For my algorithms course I am studying the definition of the iterated logarithm function (and functional iteration in general) and I don't quite understand the set notation used (it's been quite a few years since I last looked at set notation). Could someone please explain this definition?
$$ \lg^{\ast} n = \min \{ i \ge 0 \,:\, \lg^i n \le 1 \} .$$
Best Answer
The notation defines $\lg^*(n)$ as the minimum element of the set $\{ i\ge 0\mid \lg^i(n) \le 1 \}$
The set $\{ i\ge 0\mid \lg^i(n) \le 1 \}$ (which can be notated either with a colon or a vertical bar, purely down to author preferences) is the set of all $i\ge 0$ such that $\lg^i(n)\le 1$. Strictly speaking the notation ought to say which set we pull the $i$'s from, but in this case we can guess that it's probably the integers -- otherwise the rest of the expression would not make sense.
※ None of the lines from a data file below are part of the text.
Issue #874, opened 2021-10-05
Bug: URL getting truncated at underscore or parens


zblesk:
#### Describe the bug

After pasting a URL, it gets truncated at `_` or `(` and the wrong page is downloaded.

#### Steps to reproduce

I enter a URL, like this one: `https://vocaloidlyrics.fandom.com/wiki/%E4%BA%BA%E6%9F%B1%E3%82%A2%E3%83%AA%E3%82%B9_(Hitobashira_Alice)`
by going to the Web UI, clicking ADD, pasting this URL on a single line and confirming.

The archival process runs; however, it seems some of the archival methods truncate the URL to `https://vocaloidlyrics.fandom.com/wiki/%E4%BA%BA%E6%9F%B1%E3%82%A2%E3%83%AA%E3%82%B9_`
and others to `https://vocaloidlyrics.fandom.com/wiki/%E4%BA%BA%E6%9F%B1%E3%82%A2%E3%83%AA%E3%82%B9`

The "original URL" in the UI ends up being `https://vocaloidlyrics.fandom.com/wiki/%E4%BA%BA%E6%9F%B1%E3%82%A2%E3%83%AA%E3%82%B9_` 

#### Screenshots or log output

```
[...]

Issue #864, opened 2021-09-28
Bug: URLs with parentheses are mishandled by `archivebox add`


WesleyAC:
#### Describe the bug

URLs like `https://en.wikipedia.org/wiki/APL_(programming_language)` are silently converted to `https://en.wikipedia.org/wiki/APL_`.

#### Steps to reproduce

1. `archivebox init`
2. `echo "https://en.wikipedia.org/wiki/APL_(programming_language)" | archivebox add` OR `archivebox add "https://en.wikipedia.org/wiki/APL_(programming_language)"`
3. `archivebox list` now shows `https://en.wikipedia.org/wiki/APL_ "APL - Wikipedia"`, which is incorrect.

#### ArchiveBox version

```logs
ArchiveBox v0.6.2
Cpython Linux Linux-5.10.66-x86_64-with-glibc2.33 x86_64
IN_DOCKER=False DEBUG=False IS_TTY=True TZ=UTC SEARCH_BACKEND_ENGINE=ripgrep

[i] Dependency versions:
 √  ARCHIVEBOX_BINARY     v0.6.2          valid     /nix/store/xfqwr74qli0fm186dj5006960mn5pw38-archivebox-0.6.2/bin/archivebox 
 √  PYTHON_BINARY         v3.9.6          valid     /nix/store/i1m8r7mv8h47wr850cdsxksy22lv6gsz-python3-3.9.6/bin/python3.9     
 √  DJANGO_BINARY         v3.1.7          valid     /nix/store/889dn8m5c562vy949frmxdna4kxfm8rf-python3.9-Django-3.1.7/lib/python3.9/site-packages/django/bin/django-admin.py
 √  CURL_BINARY           v7.76.1         valid     /nix/store/blaac45yvgljsy15jdxgvxxqs6w5yhqj-curl-7.76.1-bin/bin/curl        
 -  WGET_BINARY           -               disabled  /run/current-system/sw/bin/wget                                             
 √  NODE_BINARY           v14.17.6        valid     /nix/store/zqgmd79n5p0mdaw4sbvkv7gvrmks76a2-nodejs-14.17.6/bin/node         
 √  SINGLEFILE_BINARY     v0.3.31         valid     ./node_modules/single-file/cli/single-file                                  
 √  READABILITY_BINARY    v0.0.3          valid     ./node_modules/readability-extractor/readability-extractor                  
[...]

Issue #287, opened 2019-10-18
Incorrect handling of parentheses in url


Plausible0Bug:
#### Describe the bug

Attempt to archive `https://en.m.wikipedia.org/wiki/A_good_day_to_die_(phrase)` will archive `https://en.m.wikipedia.org/wiki/A_good_day_to_die_` instead.

#### Steps to reproduce

Run `echo 'https://en.m.wikipedia.org/wiki/A_good_day_to_die_(phrase)' | /bin/archive'

#### Screenshots or log output

```
echo "https://en.m.wikipedia.org/wiki/A_good_day_to_die_(phrase)" | sudo docker run -i --rm -v ~/ArchiveBox:/data:rw,z nikisweeting/archivebox
[*] [2019-10-18 03:09:37] Parsing new links from output/sources/stdin-1571368177.txt...
    > Adding 1 new links to index (parsed import as Plain Text)
[*] [2019-10-18 03:09:37] Saving main index files...
    √ /data/index.json
    √ /data/index.html
[▶] [2019-10-18 03:09:37] Updating content for 1 pages in archive...

[+] [2019-10-18 03:09:37] "https://en.m.wikipedia.org/wiki/A_good_day_to_die_"
    https://en.m.wikipedia.org/wiki/A_good_day_to_die_
    > /data/archive/1571368177
      > title
      > favicon
      > wget
      > pdf
      > screenshot
      > dom
      > media
      > archive_org
[√] [2019-10-18 03:09:59] Update of 1 pages complete (22.14 sec)
    - 0 links skipped
    - 1 links updated
    - 0 links had errors
    To view your archive, open: /data/index.html
[*] [2019-10-18 03:09:59] Saving main index files...
    √ /data/index.json
    √ /data/index.html
```

#### Software versions

 - OS:                        ([e.g. macOS 10.14] the operating system you're running ArchiveBox on)
 - ArchiveBox version:        (`git rev-parse HEAD | head -c7` [e.g. d798117] commit ID of the version you're running)
 - Python version:            (`python3 --version` [e.g. 3.7.0])
 - Chrome version:            (`chromium-browser --version` [e.g. 73.1.2.3] if relevant to bug)

pirate:
Thanks for reporting! We're aware of this issue and it's trickier than it looks on the surface, for now you can import your links as JSON, XML, RSS, etc to avoid this problem (let me know if you need help with doing that). 

Duplicate: https://github.com/pirate/ArchiveBox/issues/235

Issue #235, opened 2019-05-06
Parsing: Sources that aren't URL-encoded can contain URLs with brackets, parens, and other separator symbols


anarcat:
#### Describe the bug

I was trying to archive this Wikipedia page:

https://en.wikipedia.org/wiki/Insert_(effects_processing)

Archivebox sees it as:

https://en.wikipedia.org/wiki/Insert_

Bad box! No cookie! :)

#### Steps to reproduce

echo 'https://en.wikipedia.org/wiki/Insert_(effects_processing)' | archivebox add

#### Screenshots or log output

```
[+] [2019-05-06 22:21:48] "en.wikipedia.org/wiki/Insert_"
    https://en.wikipedia.org/wiki/Insert_
    > ./archive/1557178364.70
      > title
      > favicon
      > wget
      > pdf
      > screenshot
      > dom
      > media
      > archive_org
```

#### Software versions

 - OS: Debian buster 10
 - ArchiveBox version: 0.4.1 installed from pypi
 - Python version: 3.7.3 something
 - Chrome version: irrelevant?

#### Workaround

Run `sed 's/(/%28/;s/)/%29/'` over the list of URLs, although I suspect more special characters might be affected.

pirate:
Ah damn, I explicitly stop parsing at those characters because of cases like this:
```python
>>>parse('This is some text in a markdown file with [a link](https://example.com)/[some other link](https://example.com/b/)...')
['https://example.com)/[some', 'https://example.com/b/)...']
```

The current regex looks like this:
```python
URL_REGEX = re.compile(
    r'http[s]?://'                    # start matching from allowed schemes
    r'(?:[a-zA-Z]|[0-9]'              # followed by allowed alphanum characters
    r'|[$-_@.&+]|[!*\(\),]'           #    or allowed symbols
    r'|(?:%[0-9a-fA-F][0-9a-fA-F]))'  #    or allowed unicode bytes
    r'[^\]\[\(\)<>\""\'\s]+',         # stop parsing at these symbols
    re.IGNORECASE,
)
```

I don't see any easy solutions, but there are a few crappy options:
 - require all URLs be URL-encoded before parsing
 - add a config option to enable parsing of `()` and `[]` in URLs
 - attempt to autodetect the import format and parse accordingly (this is extremely hard)

[...]

PR #1205, opened 2023-08-08
Fix hyphen placement in util.URL_REGEX

overhacked:
# Summary

Incorrect hyphen placement in `URL_REGEX` was allowing it to match more characters than intended. In a regex character class, a literal hyphen can only appear as the first character in the class, or it will be interpreted as the delimiter of a range of characters.

The issue fixed here caused the range of characters from `[$-_]` be treated as valid URL characters, instead of the intended set of three characters `[-_$]`. The incorrect range interpretation inadvertantly included most ASCII punctuation, most importantly the angle brackets, square brackets, and single quote that the expression uses to mark the end of a match.

This causes the expression to match a URL that has a "hostname" portion beginning with one of the intended "stop parsing" characters. For example:

```
https://<b>www</b>.example.com/  # MATCHES but should not
https://[for example]            # MATCHES but should not
scheme='https://'                # MATCHES, including final quote, but should not
```

Some test cases have been added to the `URL_REGEX` assert in archivebox.parsers to cover this possibility.

# Related issues

There are other `URL_REGEX` issues (#235, #287, #864, #874), but none that this change directly impacts.

# Changes these areas

- [X] Bugfixes
- [ ] Feature behavior
- [ ] Command line interface
- [ ] Configuration options
- [ ] Internal architecture


pirate:
Thanks, good catch! My regex testing app didn't highlight this issue because it must've assumed it was intentional, so it slipped by me!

$\lg^i(n)$ is the $\lg$ function iterated $i$ times and applied to $n$. For example, $\lg^5(25)$ means $\lg(\lg(\lg(\lg(\lg(25)))))$.
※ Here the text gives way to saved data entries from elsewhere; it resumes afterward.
PR #1207, opened 2023-08-08
Add config for using timestamp as Snapshot.added

### LINKED ISSUE #785: Feature Request: Import bookmarks from Pinboard and keep their original timestamps?
## Type 

 - [ ] General question or discussion
 - [ ] Propose a brand new feature
 - [x] Request modification of existing behavior or design

## What is the problem that your feature request solves
I'd like to migrate from Pinboard to ArchiveBox. I have over 10,000 bookmarks since 2009. Export them as JSON and import them into ArchiveBox but found that all bookmarks have the same timestamps.

```bash
docker-compose run archivebox add < ~/archivebox/pinboard_export.2021.07.07_06.33.json
```

## Describe the ideal specific solution you'd want, and whether it fits into any broader scope of changes
The import process could keep the original timestamp that's already in the JSON export:

```json
...
{
  "href":"https:\/\/github.com\/yuliskov\/SmartTubeNext",
  "time":"2021-06-05T18:55:20Z",
  "shared":"no",
  "toread":"no",
  "tags":"youtube android"
},
```

## What hacks or alternative solutions have you tried to solve the problem?
Manually edit 10,000 imported bookmarks? I don't think so...

## How badly do you want this new feature?

 - [x] It's an urgent deal-breaker, I can't live without it
 - [ ] It's important to add it in the near-mid term future
 - [ ] It would be nice to have eventually

---

 - [ ] I'm willing to contribute [dev time](https://github.com/ArchiveBox/ArchiveBox#archivebox-development) / [money](https://github.com/sponsors/pirate) to fix this issue
 - [ ] I like ArchiveBox so far / would recommend it to a friend
 - [x] I've had a lot of difficulty getting ArchiveBox set up

overhacked:
# Summary

:boom: **IMPORTANT: This PR includes a Django migration.** :boom:

Adds ability to set `added` field to the imported `timestamp`. Useful when importing from RSS or other rich formats like JSON that have past timestamps in the import metadata, so the ArchiveBox interface can display the source imported times instead of a large batch all with the same added date.

## Open questions before merging
- **Should this behavior be default turned off?**
- Should it be configurable at all?
- Should it be turned on, but only when importing from a metadata-rich parser?

# Related issues

Fixes #785.

# Changes these areas

- [x] Bugfixes
- [x] Feature behavior
- [ ] Command line interface
- [ ] Configuration options
- [ ] Internal architecture


pirate:
We already have a field for this, it's `Snapshot.bookmarked`!  `.added` is for when Django first became aware of the URL, and `.bookmarked` is for any timestamp read in from an import source like bookmarks, RSS, pocket feed, etc.  We need both to remain separate, but we could add an option to prefer displaying `.bookmarked` or `.added` in the UI in different places.

overhacked:
Ah ha, okay, I misunderstood the problem here! I'll rework to make a UI setting instead of an import setting.

pirate:
I'm going to close this for now because if it's implemented it's going to be quite different from this first approach.

If you keep working on this with the new approach do you mind opening it as a separate PR? Thanks!

PR #1335, opened 2024-01-24
ability to populate is_staff and is_superuser flags at LDAP authentication

vladimirdulov:
On LDAP authentication, it sets `is_staff` flag to `True` for all LDAP users and sets` is_superuser` to `True` if `LDAP_CREATE_SUPERUSER` config setting is set to True accordingly.

It's needed to make LDAP auth properly working.


archivebox/core/auth_ldap.py
```diff
@@ -0,0 +1,11 @@
...
+from ..config import (
+    LDAP_CREATE_SUPERUSER
+)
+
+def create_user(sender, user=None, ldap_user=None, **kwargs):
+
+    if not user.id and LDAP_CREATE_SUPERUSER:
+        user.is_superuser = True
+
+    user.is_staff = True
```
pirate, line 11:
```suggestion
    user.is_staff = True
    print(f'[!] WARNING: Creating new user {user} based on LDAP user {ldap_user} (is_staff={user.is_staff}, is_superuser={user.is_superuser})')
```

pirate:
thanks!

Issue #1025, opened 2022-09-12
Footguns: `WGET_ARGS`, `CURL_ARGS`, SINGLEFILE_ARGS


notevenaperson:
These options let the user shoot themselves in the foot, silently. I think the documentation or the variables themselves should be changed to be more ergonomic.

Did you need to add a header to wget? 
```py
WGET_ARGS=['--header=Accept-Language: en-US,en']
```
Look at this configuration, it looks inoffensive. Checking [the documention](https://github.com/ArchiveBox/ArchiveBox/wiki/Configuration#wget_args), nothing ticks you off you're using it wrong. **But no.**
After this, your 🆆 button won't take you to the main html you archived, and wget archives things slighlty differently, silently. 

Why? By setting WGET_ARGS you overwrote [vital settings](https://github.com/ArchiveBox/ArchiveBox/blob/dev/archivebox/config.py#L159), as it turns out they're also stored in WGET_ARGS. The documentation doesn't tell you about this. This happened to me, I just happily overwrote the variable.

Proposal:
- [ ] The documentation for `*_ARGS` should have a good warning or display the default value, so that users can suspect they're overwriting something.
- [ ] Or, create `EXTRA_WGET_ARGS`, `EXTRA_CURL_ARGS`, and so on. These won't overwrite the now-considered low-level `*_ARGS`. `EXTRA_*_ARGS` shall be the more user-facing option and more promoted in the documentation.

pirate:
I'm ok with the EXTRA_ options as I want users to be able to override the defaults.

Issue #990, opened 2022-06-16
Feature Request: .md extractor


cmuc24:
## Feature Request, a short description related to extractors, result items
As a admin, i need a markdown format, similar to the existing readability format, 
to catch .md  items for further, external downstream processes 

## the ideal specific solution
As a user, i can define MD as (additional) format for my (to be archived) items, 
to get these items in our publishing worklow and as a result, 
back to our commonly used MD based knowledge base.

Good for Applications like MkDocs, Trilium or similar other MD based Applications.

## actual solution
At the moment a MD Webclipper as browser extension do the job, with some additional options also.
https://github.com/deathau/markdownload  (MIT and Apache2 licenses only)

## how important 
as i can (not clear) see, a twin from the readability extractor, paired with great stuff, e.g. from mentioned .md Webclipper,
could have potential for a low hanging fruit!? :-)

**personally** i'll say its an improvement that can increase (not only) effiecenty in downstream processes 

 - [x] I'm willing to contribute [dev time](https://github.com/ArchiveBox/ArchiveBox#archivebox-development) / [money](https://github.com/sponsors/pirate) to fix this issue
 - [x] I like ArchiveBox so far / would recommend it to a friend
 - [x] I've had a lot of difficulty getting ArchiveBox set up (i´ll describe it outside this feature request)

notevenaperson:
The mercury extractor has [--format=markdown](https://github.com/postlight/parser/issues/316). In archivebox the option is set to [--format=text](https://github.com/ArchiveBox/ArchiveBox/blob/dev/archivebox/extractors/mercury.py#L68) You just need a way to change the argument. 

(`MERCURY_ARGS` config option when? 😄 (I could work on that actually)

PR #1360, opened 2024-02-23
Add `_EXTRA_ARGS` for various extractors

benmuth:
# Summary
This PR adds a way to configure `wget`, `curl`, `singlefile`, `youtube-dl`, and `chrome` without overriding the default options.

The main default options, extra options, and more specific options (like `WGET_USER_AGENT`)  are all deduplicated. It's assumed that options set with more specificity should take precedence, so something like the `--user-agent` argument for `wget` will come from `WGET_USER_AGENT` instead of `_ARGS` or `_EXTRA_ARGS`, and options set in `_EXTRA_ARGS` take precedence over `_ARGS`.

This PR might need some more testing with more complex configurations. Hopefully it's simple enough that won't break anything while still being useful, but I'm not a wizard with `curl` or `wget` so there might be some possibilities I don't know about.

# Related issues
#1025 

# Changes these areas

- [ ] Bugfixes
- [ ] Feature behavior
- [ ] Command line interface
- [x] Configuration options
- [ ] Internal architecture

### DIFF
--- a/archivebox/config.py
+++ b/archivebox/config.py
@@ -176,6 +176,7 @@ CONFIG_SCHEMA: Dict[str, ConfigDefaultDict] = {
                                                                 '--add-metadata',
                                                                 '--format=(bv*+ba/b)[filesize<={}][filesize_approx<=?{}]/(bv*+ba/b)'.format(c['MEDIA_MAX_SIZE'], c['MEDIA_MAX_SIZE']),
                                                                 ]},
+        'YOUTUBEDL_EXTRA_ARGS':     {'type': list,  'default': None},
 
 
         'WGET_ARGS':                {'type': list,  'default': ['--no-verbose',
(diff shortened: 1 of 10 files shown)


pirate:
Awesome! thanks for doing this, it's a great addition

should we add `CHROME_EXTRA_ARGS` and `YOUTUBEDL_EXTRA_ARGS` too?

pirate:
Looks great!

One minor change then I'm ready to merge:

Can you flip the `dedupe()` precedence order to last arg wins?

I most CLI tools that accept duplicate args take the *last* arg as the winning one if they see the same arg twice, so I want to follow that convention.

pirate:
Related: #990

benmuth:
> Related:
> 
> * [Feature Request: Add `MERCURY_ARGS` extractor option to enable saving article text as `.md` markdown #990](https://github.com/ArchiveBox/ArchiveBox/issues/990)

Oh cool, I'll take a look at that next.

benmuth:
@pirate I went ahead and added both the `ARGS` and `EXTRA_ARGS` options for the Mercury extractor to be more consistent with the rest of the changes in this PR.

$\lg$ is a logarithm. It doesn't say exactly which base it has, but in algorithmics the tradition is to use base-2 logarithms unless something else is stated explicitly, so we can assume that is the case.
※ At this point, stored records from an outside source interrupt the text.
PR #1365, opened 2024-02-27
Fix generic_json parser

### LINKED ISSUE #1347: Bug: `JSONDecodeError` when trying to load JSON with an array at the top-level
With ArchiveBox version 0.6.2, I used to import URLs stored in JSON files with content looking like the following:
```json
[
    {"url": "https://archivebox.io/", "tags": "test,archivebox"},
    {"url": "https://en.wikipedia.org/wiki/Linux", "tags": "test,wikipedia"}
]
```
```bash
archivebox add --parser json < ./links.json
```
Everything worked well.

With version 0.7.2, however, I have a `JSONDecodeError` exception during the import:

Thus, $\lg^*(n)$ is the number of times we need to take successive base-2 logarithms of $n$ before we reach a number less than $1$. This is a very slow-growing function; let's compute $\lg^*(10^9)$:
$$\lg(10^9)=28.9$$ $$\lg^2(10^9)=\lg(28.9)=4.8$$ $$\lg^3(10^9)=\lg(4.8)=2.3$$ $$\lg^4(10^9)=\lg(2.3)=1.2$$ $$\lg^5(10^9)=\lg(1.2)=0.26$$ so $\lg^*(10^9)=5$. This is in practice the maximum value for $\lg^*$ -- it only becomes 6 for $n>2^{65536}$, which is so much larger than, say, the number of atoms in the known universe that it isn't even funny.